Activity> Nothing outside the range below should be printed. Output exactly the lines from the line with "We need to change" to the line with "This happen with", both included.

[Collected data]
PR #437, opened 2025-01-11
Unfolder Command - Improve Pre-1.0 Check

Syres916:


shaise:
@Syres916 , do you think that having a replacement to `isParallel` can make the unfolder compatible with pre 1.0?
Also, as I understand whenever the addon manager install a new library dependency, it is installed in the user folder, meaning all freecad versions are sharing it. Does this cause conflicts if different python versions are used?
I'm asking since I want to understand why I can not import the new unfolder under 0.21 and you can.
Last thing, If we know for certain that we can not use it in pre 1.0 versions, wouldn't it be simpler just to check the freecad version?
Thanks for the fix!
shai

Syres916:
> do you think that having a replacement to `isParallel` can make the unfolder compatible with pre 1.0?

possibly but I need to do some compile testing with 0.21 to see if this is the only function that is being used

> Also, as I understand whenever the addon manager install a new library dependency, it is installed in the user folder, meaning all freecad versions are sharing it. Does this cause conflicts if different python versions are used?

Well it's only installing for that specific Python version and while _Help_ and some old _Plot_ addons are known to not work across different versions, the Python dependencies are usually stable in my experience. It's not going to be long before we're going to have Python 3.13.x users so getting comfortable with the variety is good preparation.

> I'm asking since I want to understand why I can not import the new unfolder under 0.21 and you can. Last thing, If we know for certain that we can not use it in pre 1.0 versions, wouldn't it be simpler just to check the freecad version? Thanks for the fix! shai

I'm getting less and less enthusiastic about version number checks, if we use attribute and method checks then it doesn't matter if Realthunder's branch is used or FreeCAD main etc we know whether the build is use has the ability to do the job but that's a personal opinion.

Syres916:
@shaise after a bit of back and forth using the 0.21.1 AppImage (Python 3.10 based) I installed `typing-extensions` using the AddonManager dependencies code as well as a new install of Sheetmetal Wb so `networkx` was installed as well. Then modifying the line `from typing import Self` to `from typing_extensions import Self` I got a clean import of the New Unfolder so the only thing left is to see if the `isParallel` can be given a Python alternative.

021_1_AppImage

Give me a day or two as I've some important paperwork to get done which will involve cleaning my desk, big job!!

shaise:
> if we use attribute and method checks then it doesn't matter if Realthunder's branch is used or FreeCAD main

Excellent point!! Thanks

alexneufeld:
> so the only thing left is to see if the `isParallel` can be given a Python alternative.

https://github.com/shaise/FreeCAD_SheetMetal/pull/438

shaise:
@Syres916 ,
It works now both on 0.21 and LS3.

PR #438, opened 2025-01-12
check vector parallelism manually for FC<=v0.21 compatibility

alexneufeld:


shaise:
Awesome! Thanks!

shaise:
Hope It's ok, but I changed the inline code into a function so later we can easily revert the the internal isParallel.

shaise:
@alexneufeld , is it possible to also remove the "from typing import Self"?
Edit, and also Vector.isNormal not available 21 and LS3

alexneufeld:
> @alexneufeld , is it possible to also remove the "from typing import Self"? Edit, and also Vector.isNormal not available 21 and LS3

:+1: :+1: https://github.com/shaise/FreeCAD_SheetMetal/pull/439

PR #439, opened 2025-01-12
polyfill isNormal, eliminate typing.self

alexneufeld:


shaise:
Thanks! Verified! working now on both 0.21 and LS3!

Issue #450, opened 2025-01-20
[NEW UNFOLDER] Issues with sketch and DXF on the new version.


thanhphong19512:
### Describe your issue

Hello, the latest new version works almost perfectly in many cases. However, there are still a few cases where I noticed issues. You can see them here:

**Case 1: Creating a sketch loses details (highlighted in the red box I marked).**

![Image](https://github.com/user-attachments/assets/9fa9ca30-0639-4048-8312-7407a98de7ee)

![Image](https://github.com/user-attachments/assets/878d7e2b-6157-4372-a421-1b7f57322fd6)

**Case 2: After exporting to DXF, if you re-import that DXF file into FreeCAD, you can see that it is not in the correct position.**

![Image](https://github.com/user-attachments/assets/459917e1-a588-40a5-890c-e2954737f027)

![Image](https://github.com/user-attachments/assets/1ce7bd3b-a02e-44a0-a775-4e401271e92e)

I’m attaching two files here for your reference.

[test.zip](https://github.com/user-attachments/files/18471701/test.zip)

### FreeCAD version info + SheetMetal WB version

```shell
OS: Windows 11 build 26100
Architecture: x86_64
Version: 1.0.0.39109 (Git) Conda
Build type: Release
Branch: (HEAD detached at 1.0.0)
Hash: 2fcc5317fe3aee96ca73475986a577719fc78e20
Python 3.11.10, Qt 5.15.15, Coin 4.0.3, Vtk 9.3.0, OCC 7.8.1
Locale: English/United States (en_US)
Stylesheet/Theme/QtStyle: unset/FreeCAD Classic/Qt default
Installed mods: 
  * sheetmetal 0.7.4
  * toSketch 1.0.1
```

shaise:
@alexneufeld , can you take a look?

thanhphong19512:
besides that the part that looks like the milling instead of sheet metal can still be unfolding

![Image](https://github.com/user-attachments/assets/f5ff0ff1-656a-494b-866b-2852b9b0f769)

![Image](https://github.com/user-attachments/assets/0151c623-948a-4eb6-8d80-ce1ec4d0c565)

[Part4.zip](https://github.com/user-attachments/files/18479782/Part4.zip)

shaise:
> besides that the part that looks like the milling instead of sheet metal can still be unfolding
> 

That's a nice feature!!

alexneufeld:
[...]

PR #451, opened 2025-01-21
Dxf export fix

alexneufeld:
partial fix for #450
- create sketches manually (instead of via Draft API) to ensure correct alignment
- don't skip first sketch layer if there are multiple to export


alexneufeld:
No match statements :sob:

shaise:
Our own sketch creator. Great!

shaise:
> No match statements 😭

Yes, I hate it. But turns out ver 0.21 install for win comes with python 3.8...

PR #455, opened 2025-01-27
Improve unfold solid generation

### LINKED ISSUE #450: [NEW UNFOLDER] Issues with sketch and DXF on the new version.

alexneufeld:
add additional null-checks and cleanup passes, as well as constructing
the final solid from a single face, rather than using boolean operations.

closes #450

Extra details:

* * *

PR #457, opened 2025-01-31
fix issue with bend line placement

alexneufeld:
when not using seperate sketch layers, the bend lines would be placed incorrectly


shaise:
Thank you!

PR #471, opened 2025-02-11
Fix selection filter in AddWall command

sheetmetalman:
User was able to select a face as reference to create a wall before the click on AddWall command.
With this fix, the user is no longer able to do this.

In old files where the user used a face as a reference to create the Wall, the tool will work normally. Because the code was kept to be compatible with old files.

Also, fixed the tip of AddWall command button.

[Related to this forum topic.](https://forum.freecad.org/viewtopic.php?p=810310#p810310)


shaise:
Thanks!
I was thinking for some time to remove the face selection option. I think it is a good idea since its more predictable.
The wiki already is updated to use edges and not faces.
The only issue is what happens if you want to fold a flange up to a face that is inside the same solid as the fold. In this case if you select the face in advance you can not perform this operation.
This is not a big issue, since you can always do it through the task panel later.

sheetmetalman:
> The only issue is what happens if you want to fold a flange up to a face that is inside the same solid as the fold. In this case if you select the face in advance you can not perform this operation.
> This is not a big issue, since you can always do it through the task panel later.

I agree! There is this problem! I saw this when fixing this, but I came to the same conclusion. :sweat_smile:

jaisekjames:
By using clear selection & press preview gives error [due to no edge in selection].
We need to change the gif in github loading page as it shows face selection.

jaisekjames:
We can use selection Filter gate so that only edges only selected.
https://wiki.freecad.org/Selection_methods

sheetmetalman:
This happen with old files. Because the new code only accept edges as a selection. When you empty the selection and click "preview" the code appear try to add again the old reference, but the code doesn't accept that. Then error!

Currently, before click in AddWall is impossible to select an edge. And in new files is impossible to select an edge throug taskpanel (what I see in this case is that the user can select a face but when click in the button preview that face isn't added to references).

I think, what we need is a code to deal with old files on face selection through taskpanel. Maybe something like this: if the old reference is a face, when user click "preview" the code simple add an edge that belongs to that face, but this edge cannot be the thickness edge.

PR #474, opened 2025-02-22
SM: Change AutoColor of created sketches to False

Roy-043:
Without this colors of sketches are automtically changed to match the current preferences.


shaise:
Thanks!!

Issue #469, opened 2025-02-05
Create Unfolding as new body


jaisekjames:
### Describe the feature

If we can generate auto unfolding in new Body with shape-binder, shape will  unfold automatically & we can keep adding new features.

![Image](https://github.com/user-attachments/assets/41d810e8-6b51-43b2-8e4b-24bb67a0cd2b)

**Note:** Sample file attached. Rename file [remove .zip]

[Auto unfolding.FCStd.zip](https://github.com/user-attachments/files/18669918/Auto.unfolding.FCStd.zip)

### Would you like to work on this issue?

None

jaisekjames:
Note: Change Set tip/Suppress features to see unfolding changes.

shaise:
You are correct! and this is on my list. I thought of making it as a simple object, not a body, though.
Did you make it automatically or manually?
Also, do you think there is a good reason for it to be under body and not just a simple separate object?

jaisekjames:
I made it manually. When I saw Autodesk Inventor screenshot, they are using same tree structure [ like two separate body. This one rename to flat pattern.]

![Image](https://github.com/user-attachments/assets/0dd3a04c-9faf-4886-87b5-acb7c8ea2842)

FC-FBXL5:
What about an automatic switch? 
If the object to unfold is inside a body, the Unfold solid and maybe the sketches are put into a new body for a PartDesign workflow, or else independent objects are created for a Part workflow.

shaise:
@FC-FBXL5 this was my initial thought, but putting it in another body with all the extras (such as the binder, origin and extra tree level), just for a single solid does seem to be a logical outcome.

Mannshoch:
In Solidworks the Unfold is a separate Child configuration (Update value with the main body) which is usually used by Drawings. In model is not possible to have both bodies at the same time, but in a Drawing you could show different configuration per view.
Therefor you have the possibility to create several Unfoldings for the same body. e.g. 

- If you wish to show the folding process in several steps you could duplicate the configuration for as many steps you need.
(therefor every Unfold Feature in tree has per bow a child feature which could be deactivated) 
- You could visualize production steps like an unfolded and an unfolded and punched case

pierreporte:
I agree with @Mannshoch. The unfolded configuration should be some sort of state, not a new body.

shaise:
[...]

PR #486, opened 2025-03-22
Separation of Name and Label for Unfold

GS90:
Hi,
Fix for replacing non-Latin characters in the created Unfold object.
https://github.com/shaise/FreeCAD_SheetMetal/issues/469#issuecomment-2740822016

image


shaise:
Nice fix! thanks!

Finished exercise>
We need to change the gif in github loading page as it shows face selection.

jaisekjames:
We can use selection Filter gate so that only edges only selected.
https://wiki.freecad.org/Selection_methods

sheetmetalman:
This happen with old files. Because the new code only accept edges as a selection. When you empty the selection and click "preview" the code appear try to add again the old reference, but the code doesn't accept that. Then error!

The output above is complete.